- Data for the task
Issue #227, opened 2023-07-24
Announces with same name in reconnect


fluffy:
When the relays received an ANNOUNCE with exact same name as previous ANNOUNCE, what happens? 

Options seem to be replace previous ANNOUNCE data or return an error. 

This is related to https://github.com/moq-wg/moq-transport/issues/225 and https://github.com/moq-wg/moq-transport/issues/204

Discussion to follow in thread

fluffy:
One of use cases we should think about is a client that crashes and reconnects.

afrind:
As an individual, 

The crash (or disconnect) use case is compelling for "the most recent one wins".  Are there applications where that policy would break something?

fluffy:
I agree with Alan that "most recent" overwrites any earlier ones is best path forward.

suhasHere:
+1 on most recent overwrites. this is what we do atleast today and it works fine to the amount we have tested.

kixelated:
Going with the most recent ANNOUNCE works for me, so long as the relay MUST send an `ANNOUNCE_ERROR` and `UNSUBSCRIBE` for any matching subscriptions to the original session. Otherwise we'll introduce zombie announcements and subscriptions.

fluffy:
WFM

suhasHere:
> Going with the most recent `ANNOUNCE` works for me, so long as the relay MUST send an `ANNOUNCE_ERROR` and `UNSUBSCRIBE` for any matching subscriptions to the original session. Otherwise we'll introduce zombie announcements and subscriptions.

I Dont think existing subscriptions needs to be terminated. 

Let say the case where, A publisher disconnects due to getting into an elevator for a moment and sends announce on reconnect, sending out protocol messages to cancel the subscriptions on the second announce is too noisy.

afrind:
As an individual: 

I don't think we need to force unsubscribe everyone if the relay successfully resubscribes to the new ANNOUNCE.

kixelated:
> As an individual:
> 
> I don't think we need to force unsubscribe everyone if the relay successfully resubscribes to the new ANNOUNCE.
> 
> I think Luke is suggesting that the relay unsubscribe on the session that issued the old ANNOUNCE?

Yeah exactly. The upstream subscription is reissued to the new connection, but any downstream subscriptions can be maintained by updating a lookup table. I can elaborate what I mean if this isn't clear.

ianswett:
Closed by #525

PR #264, opened 2023-10-06
Session migration and GOAWAY encoding

### LINKED ISSUE #32: GOAWAY seems overly restrictive
The general motivation here isn't bad but mandating client behaviours in response to these types of messages seems a bit like overreach. The requirements also more restrictive than H2 or H3 GOAWAY, which are on theory also available as a capability in the same connection. 

Rephrasing the text can probably hit the notes you want with respect to preserving service continuity, without painting people into corners.

### LINKED ISSUE #213: No encoding for GOAWAY
The draft doesn't specify how to encode GOAWAY. [See the draft](https://moq-wg.github.io/moq-transport/draft-lcurley-moq-transport.html#name-goaway). At a minimum we need a new connect URL.

kixelated:
Fixes #213 
Fixes #32

Is this too much? Do we need to prescribe an algorithm or can we rely on clients to figure it out?

### DIFF
--- a/draft-ietf-moq-transport.md
+++ b/draft-ietf-moq-transport.md
@@ -436,13 +436,14 @@ the current URI is reused. The server SHOULD terminate the session with GOAWAY
 Timeout after a sufficient timeout if a stubborn client is preventing a drain.
 
 The GOAWAY message does not impact subscription state. A subscriber SHOULD
-terminate existing subscriptions while a publisher MAY reject new subscriptions
-while in this draining state. Note that server may be a subscriber, in which
-case it should send a GOAWAY message followed by any UNSUBSCRIBE messages.
+individually UNSUBSCRIBE for each existing subscription, while a publisher MAY
+reject new SUBSCRIBEs while in this draining state. Note that server may be a
+subscriber, in which case it should send a GOAWAY message followed by any
+UNSUBSCRIBE messages.
 
 The client receives a GOAWAY message and determines when to terminate the
-session. It's RECOMMENDED that the client waits until all active subscriptions
-have terminated and then closes the session with NO\_ERROR. This should be
+session. It's RECOMMENDED that the client waits until there are no more active
+subscriptions and then closes the session with NO\_ERROR. This should be
 performed transparently to the application which involves establishing the new
 session in the background and migrating all active subscriptions/announcements
 from the old session. The client may choose to delay closing the session if
--- a/draft-ietf-moq-transport.md
+++ b/draft-ietf-moq-transport.md
@@ -437,8 +437,8 @@ Timeout after a sufficient timeout if a stubborn client is preventing a drain.
 
 The GOAWAY message does not impact subscription state. A subscriber SHOULD
 individually UNSUBSCRIBE for each existing subscription, while a publisher MAY
-reject new SUBSCRIBEs while in this draining state. Note that server may be a
-subscriber, in which case it should send a GOAWAY message followed by any
+reject new SUBSCRIBEs while in this draining state. Note that the server may be
+a subscriber, in which case it should send a GOAWAY message followed by any
 UNSUBSCRIBE messages.
 
 The client receives a GOAWAY message and determines when to terminate the
--- a/draft-ietf-moq-transport.md
+++ b/draft-ietf-moq-transport.md
@@ -426,27 +426,28 @@ pre-negotiated by the application.
 MoqTransport requires a long-lived and stateful session. However, a service
 provider needs the ability to shutdown/restart a server without waiting for all
 sessions to drain naturally, as that can take days for long-form media.
+MoqTransport avoids this via the GOAWAY message ({{message-goaway}}).
 
-MoqTransport accomplishes this via the GOAWAY message ({{message-goaway}}). The
-server sends a GOAWAY message which signals the client to establish a new
-session. The GOAWAY message MAY contain a URI for the new session, useful in
-some load balancing schemes, otherwise the current URI is reused.
-The server SHOULD terminate the session with GOAWAY Failure after
-a sufficient timeout, otherwise a misbehaving client could prevent a drain.
+The server sends a GOAWAY message, signaling that the client should establish a
+new session and migrate any active subscriptions. The GOAWAY message may contain
+a new URI for the new session, useful in some load balancing schemes, otherwise
+the current URI is reused. The server SHOULD terminate the session with GOAWAY
+Timeout after a sufficient timeout if a stubborn client is preventing a drain.
 
-It's RECOMMENDED that session migration is performed transparently to the
-application. This involves establishing the new session in the background and
-migrating all active subscriptions/announcements from the old session. The
-client terminates the old session with NO\_ERROR once there are no more active
-subscriptions. The client MAY choose to delay if OBJECTs are queued on the
-network, but needs to be prepared to receive a GOAWAY Failure from the server if
-it waits too long.
+The GOAWAY message does not impact subscription state. A subscriber SHOULD
+terminate existing subscriptions while a publisher MAY reject new subscriptions
+while in this draining state. Note that server may be a subscriber, in which
+case it should send a GOAWAY message followed by any UNSUBSCRIBE messages.
 
-The GOAWAY message does not change the state of active subscriptions.
-It is RECOMMENDED that the subscriber close existing subscriptions with an
-UNSUBSCRIBE message and the client close the connection once all subscriptions
-have terminated. An endpoint MAY reject new subscriptions while in the draining
-state.
+The client receives a GOAWAY message and determines when to terminate the
+session. It's RECOMMENDED that the client waits until all active subscriptions
+have terminated and then closes the session with NO\_ERROR. This should be
+performed transparently to the application which involves establishing the new
+session in the background and migrating all active subscriptions/announcements
+from the old session. The client may choose to delay closing the session if
+OBJECTs are queued or inflight, but needs to be prepared to receive a GOAWAY
+Timeout from the server if it takes too long.
+
 
 # Prioritization and Congestion Response {#priority-congestion}
 
--- a/draft-ietf-moq-transport.md
+++ b/draft-ietf-moq-transport.md
@@ -441,12 +441,12 @@ MAY reject new SUBSCRIBEs while in the draining state. When the server is
 a subscriber, it SHOULD send a GOAWAY message prior to any UNSUBSCRIBE messages.
 
 After the client receives a GOAWAY, it's RECOMMENDED that the client waits until
-there are no more active subscriptions before closing the session with NO\_ERROR.
-Ideally this is transparent to the application, which involves establishing a new
-session in the background and migrating active subscriptions and announcements.
-The client can choose to delay closing the session if it expects more OBJECTs to
-be delivered. The server can send a 'GOAWAY Timeout' if the client doesn't close
-the session quickly enough.
+there are no more active subscriptions before closing the session with NO_ERROR.
+Ideally this is transparent to the application using MOQT, which involves
+establishing a new session in the background and migrating active subscriptions
+and announcements. The client can choose to delay closing the session if it
+expects more OBJECTs to be delivered. The server closes the session with a
+'GOAWAY Timeout' if the client doesn't close the session quickly enough.
 
 
 # Prioritization and Congestion Response {#priority-congestion}
--- a/draft-ietf-moq-transport.md
+++ b/draft-ietf-moq-transport.md
@@ -402,7 +402,9 @@ code, as defined below:
 |------|--------------------|
 | 0x2  | Unauthorized       |
 |------|--------------------|
-| 0x10 | GOAWAY             |
+| 0x3  | Protocol Violation |
+|------|--------------------|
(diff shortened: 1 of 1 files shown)


kixelated:
IMO I would remove the `### Graceful` section. I think we should have this recommended algorithm somewhere so people can build gud clients, but I'm not sure it needs to be in the draft. Let me know what you think.

draft-ietf-moq-transport.md
```diff
@@ -413,8 +415,87 @@ terminate the session.
...
+suggested algorithm.
+
+If an endpoint does not support graceful migration, it SHOULD terminate the
+session immediately with a GOAWAY Failure error code ({{session-termination}}).
+Additionally, the server SHOULD terminate the session with GOAWAY Failure after
+a sufficient timeout, otherwise a misbehaving client could prevent the drain.
+The GOAWAY Failure error SHOULD be exposed to the application so it has the
+option to perform retry logic.
+
+### Graceful {#session-migration-graceful}
```
kixelated, line 448: IMO I would remove this entire section and the publisher/subscriber subsections. I think we should have this recommended algorithm _somewhere_ so people can build gud clients, but I'm not sure it needs to be in the draft.

What do you think?

draft-ietf-moq-transport.md
```diff
@@ -413,8 +415,87 @@ terminate the session.
...
+The client terminates the old session once there are no more active
+subscriptions or announcements. The client MAY choose to delay if OBJECTs are
+still being sent/received as queues are drained, but should be prepared to
+receive a GOAWAY Failure from the server if it waits too long.
+
+#### Publisher
+A publisher needs to migrate all active announcements to the new session. For
+each active announcement:
+
+1. The publisher sends an ANNOUNCE on the new session.
```
afrind, line 474: Part of this depends on #227, how will the relay (network) handle a duplicate announcements.

draft-ietf-moq-transport.md
```diff
@@ -967,30 +1048,24 @@ UNANNOUNCE Message {
...
+({{session-migration}}) with an optional URI.
+
+The server MUST terminate the session with a Protocol Violation
+({{session-termination}}) if it receives a GOAWAY message. The client MUST
+terminate the session with a Protocol Violation ({{session-termination}} if it
+receives multiple GOAWAY messages.
+
+~~~
+GOAWAY Message {
+  Session URI (b)
```
afrind, line 1061: Maybe `New Session URI`

draft-ietf-moq-transport.md
```diff
@@ -413,8 +415,87 @@ terminate the session.
...
+   the maximum received object sequence.
+2. The client sends an UNSUBSCRIBE message on the old session.
+3. The client receives a SUBSCRIBE\_OK on the new session.
+4. The client receives a SUBSCRIBE\_ERROR on the old session, acknowledging the
+   UNSUBSCRIBE.
+
+The SUBSCRIBE and UNSUBSCRIBE are sent in parallel to avoid underutilizing the
+network, however this results in overutilizing the network for at least an RTT.
+The endpoint may receive duplicate OBJECT messages across both sessions which
+MUST be discarded.
```
afrind, line 498: I'm not sure you need this MUST, probably `the endpoint 'can' discard any redundant objects` is sufficient.

afrind (commented):
Individual review.

Some high level questions:

1. Should we make it clear that OBJECTs on existing subscriptions continue flowing until an UNSUBSCRIBE, the subscription expires, or the session closes (eg: GOAWAY does not change any subscription states from either peer)?
2. If the session closes and the peer is left with a partial OBJECT - do they need to discard it?
3. When can the sender of GOAWAY close the connection gracefully - as soon as all subscriptions and announces have been terminated?
4. Do we need client initiated GOAWAY - to ask the server to UNSUBSCRIBE gracefully, or should the client send the soon to be "SUBSCRIPTION END" with a code like "going away" instead?
5. Do we need to make explicit that SUBSCRIBE/ANNOUNCE can race with a peer GOAWAY, so the GOAWAY sender should SUBSCRIBE ERROR/ANNOUNCE ERROR with a code like "going away"?  There's no implicit cancellation like in HTTP/[2,3].

draft-ietf-moq-transport.md
```diff
@@ -413,8 +415,87 @@ terminate the session.
...
+session and migrate any active subscriptions. The GOAWAY message MAY contain a
+URI for the new session, useful in some load balancing schemes, otherwise the
+current URI is reused.
+
+It's RECOMMENDED that session migration is performed transparently to the
+application. See the following section ({{session-migration-graceful}}) for a
+suggested algorithm.
+
+If an endpoint does not support graceful migration, it SHOULD terminate the
+session immediately with a GOAWAY Failure error code ({{session-termination}}).
```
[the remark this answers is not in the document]
kixelated: As a server operator, it would be have to have some insight into how many clients failed due to not supporting GOAWAY. I imagine it will be more common than HTTP because it's more difficult and there will be more client variety (as opposed to 2 browser implementations).

Upon receiving a GOAWAY, a client would either:
1. Gracefully migrate subscriptions and close the session with error code 0.
2. Ignore the GOAWAY, waiting for the server to terminate the session.
3. Terminate immediately with some error code

That 3rd case worries me a little bit. We could eyeball the number of session terminations around when the GOAWAY was sent. However it would be nice if the draft said either don't do that, or use a specific error code if you did.

draft-ietf-moq-transport.md
```diff
@@ -413,8 +415,87 @@ terminate the session.
...
+
+MoqTransport accomplishes this via the GOAWAY message ({{message-goaway}}). The
+server sends a GOAWAY message which signals the client to establish a new
+session and migrate any active subscriptions. The GOAWAY message MAY contain a
+URI for the new session, useful in some load balancing schemes, otherwise the
+current URI is reused.
+
+It's RECOMMENDED that session migration is performed transparently to the
+application. See the following section ({{session-migration-graceful}}) for a
+suggested algorithm.
```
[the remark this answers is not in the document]
kixelated: Yeah I think we move the recommended algorithm into a Github issue. I mostly wanted to write it down to make sure the mechanisms in MoqT allow for graceful drains (almost), even if we don't document the algorithm itself in the draft.

draft-ietf-moq-transport.md
```diff
@@ -396,25 +396,51 @@ code, as defined below:
...
+| 0x0  | No Error           |
 |------|--------------------|
 | 0x1  | Generic Error      |
 |------|--------------------|
 | 0x2  | Unauthorized       |
 |------|--------------------|
-| 0x10 | GOAWAY             |
+| 0x3  | Protocol Violation |
+|------|--------------------|
+| 0x10 | GOAWAY Failure     |
```
afrind, line 407: Is the only case for this "GOAWAY Drain Timeout" - eg I told you to unsubscribe everything and you didn't do it?  If so, maybe rename.

draft-ietf-moq-transport.md
```diff
@@ -967,30 +993,25 @@ UNANNOUNCE Message {
 
 
 ## GOAWAY {#message-goaway}
+The server sends a `GOAWAY` message to initiate session migration
+({{session-migration}}) with an optional URI.
+
+The server MUST terminate the session with a Protocol Violation
+({{session-termination}}) if it receives a GOAWAY message. The client MUST
```
afrind, line 1000: Another use case for client initiated GOAWAY is a moq intermediary that acts as both a server and a client.  When it wants to go down for maintenance, it may want to ask its upstream to unsubscribe to cleanly terminate.

If you're not sold, maybe we should open an issue to discuss the directionality of GOAWAY.

afrind (commented):
Individual review

I think we want to say something like you MUST NOT send any new SUBSCRIBE/ANNOUNCE messages after receiving a GOAWAY.  If you receive a SUBSCRIBE/ANNOUNCE after sending GOAWAY, reply with an error like "DRAINING" or "REFUSED".

We should clarify if GOAWAY changes the state of any active subscriptions issued by the sender - eg: does GOAWAY implicitly UNSUBSCRIBE or not?

draft-ietf-moq-transport.md
```diff
@@ -396,25 +396,51 @@ code, as defined below:
...
+  migration ({{session-migration}}).
+
+## Migration {#session-migration}
+
+MoqTransport requires a long-lived and stateful session. However, a service
+provider needs the ability to shutdown/restart a server without waiting for all
+sessions to drain naturally, as that can take days for long-form media.
+
+MoqTransport accomplishes this via the GOAWAY message ({{message-goaway}}). The
+server sends a GOAWAY message which signals the client to establish a new
```
ianswett, line 431: I think GOAWAY really means to unsubscribe from all subscriptions on this server and if the client wants to establish a new session, it does so.

ianswett (commented):
Editorial nits, but this LG overall.  I'm inclined to merge this sooner rather than later.

ianswett (approved):

draft-ietf-moq-transport.md
```diff
@@ -396,25 +396,57 @@ code, as defined below:
...
+session. The GOAWAY message MAY contain a URI for the new session, useful in
+some load balancing schemes, otherwise the current URI is reused.
+The server SHOULD terminate the session with GOAWAY Failure after
```
afrind, line 434: GOAWAY Timeout

draft-ietf-moq-transport.md
afrind: Agree - GOAWAY is a signal to UNANNOUNCE/UNSUBSCRIBE.

draft-ietf-moq-transport.md
```diff
@@ -396,25 +396,57 @@ code, as defined below:
...
+a sufficient timeout, otherwise a misbehaving client could prevent a drain.
+
+It's RECOMMENDED that session migration is performed transparently to the
+application. This involves establishing the new session in the background and
+migrating all active subscriptions/announcements from the old session. The
+client terminates the old session with NO\_ERROR once there are no more active
+subscriptions. The client MAY choose to delay if OBJECTs are queued on the
+network, but needs to be prepared to receive a GOAWAY Failure from the server if
```
afrind, line 442: s/Failure/Timeout/

draft-ietf-moq-transport.md
```diff
@@ -396,25 +396,57 @@ code, as defined below:
...
+it waits too long.
+
+The GOAWAY message does not change the state of active subscriptions.
+It is RECOMMENDED that the subscriber close existing subscriptions with an
```
afrind, line 446: Add a sentence about the sender of the GOAWAY also sending UNSUBSCRIBEs?

afrind (commented):
Individual Review

draft-ietf-moq-transport.md
ianswett: I'd like this fixed before merging.

draft-ietf-moq-transport.md
```diff
@@ -393,25 +393,58 @@ code, as defined below:
...
+sessions to drain naturally, as that can take days for long-form media.
+MoqTransport avoids this via the GOAWAY message ({{message-goaway}}).
+
+The server sends a GOAWAY message, signaling that the client should establish a
+new session and migrate any active subscriptions. The GOAWAY message may contain
+a new URI for the new session, useful in some load balancing schemes, otherwise
+the current URI is reused. The server SHOULD terminate the session with GOAWAY
+Timeout after a sufficient timeout if a stubborn client is preventing a drain.
+
+The GOAWAY message does not impact subscription state. A subscriber SHOULD
```
kixelated, line 434: @ianswett @afrind Does this text address your comments?

I decided that the subscriber should close subscriptions (via `UNSUBSCRIBE`). This is tricky because the server might be a subscriber, and yet the client is the one who chooses when to terminate the connection. That's why I think a normative SHOULD is needed, otherwise the client might be waiting indefinitely for the server to terminate subscriptions.

Alternatively, we should switch it such that the client terminates subscriptions. This means it sends `UNSUBSCRIBE` and `SUBSCRIBE_RESET` in response to a `GOAWAY`. I don't think this will be as graceful in the contribution scenario; I would rather have the server `UNSUBSCRIBE` than a sudden `RESET`.

ianswett: I think this works for me, and a SHOULD is fine for now.  One can never enforce GOAWAY behavior anyway.

draft-ietf-moq-transport.md
```diff
@@ -436,13 +436,14 @@ the current URI is reused. The server SHOULD terminate the session with GOAWAY
 Timeout after a sufficient timeout if a stubborn client is preventing a drain.
 
 The GOAWAY message does not impact subscription state. A subscriber SHOULD
-terminate existing subscriptions while a publisher MAY reject new subscriptions
-while in this draining state. Note that server may be a subscriber, in which
-case it should send a GOAWAY message followed by any UNSUBSCRIBE messages.
+individually UNSUBSCRIBE for each existing subscription, while a publisher MAY
+reject new SUBSCRIBEs while in this draining state. Note that server may be a
```
ianswett, line 440:
```suggestion
reject new SUBSCRIBEs while in this draining state. Note that the server may be a
```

- Exercise goal
Your output should consist solely of the lines from the beginning of the entries through the line containing "This is related", reproduced exactly.

- Answer to this task
Issue #227, opened 2023-07-24
Announces with same name in reconnect


fluffy:
When the relays received an ANNOUNCE with exact same name as previous ANNOUNCE, what happens? 

Options seem to be replace previous ANNOUNCE data or return an error. 

This is related to https://github.com/moq-wg/moq-transport/issues/225 and https://github.com/moq-wg/moq-transport/issues/204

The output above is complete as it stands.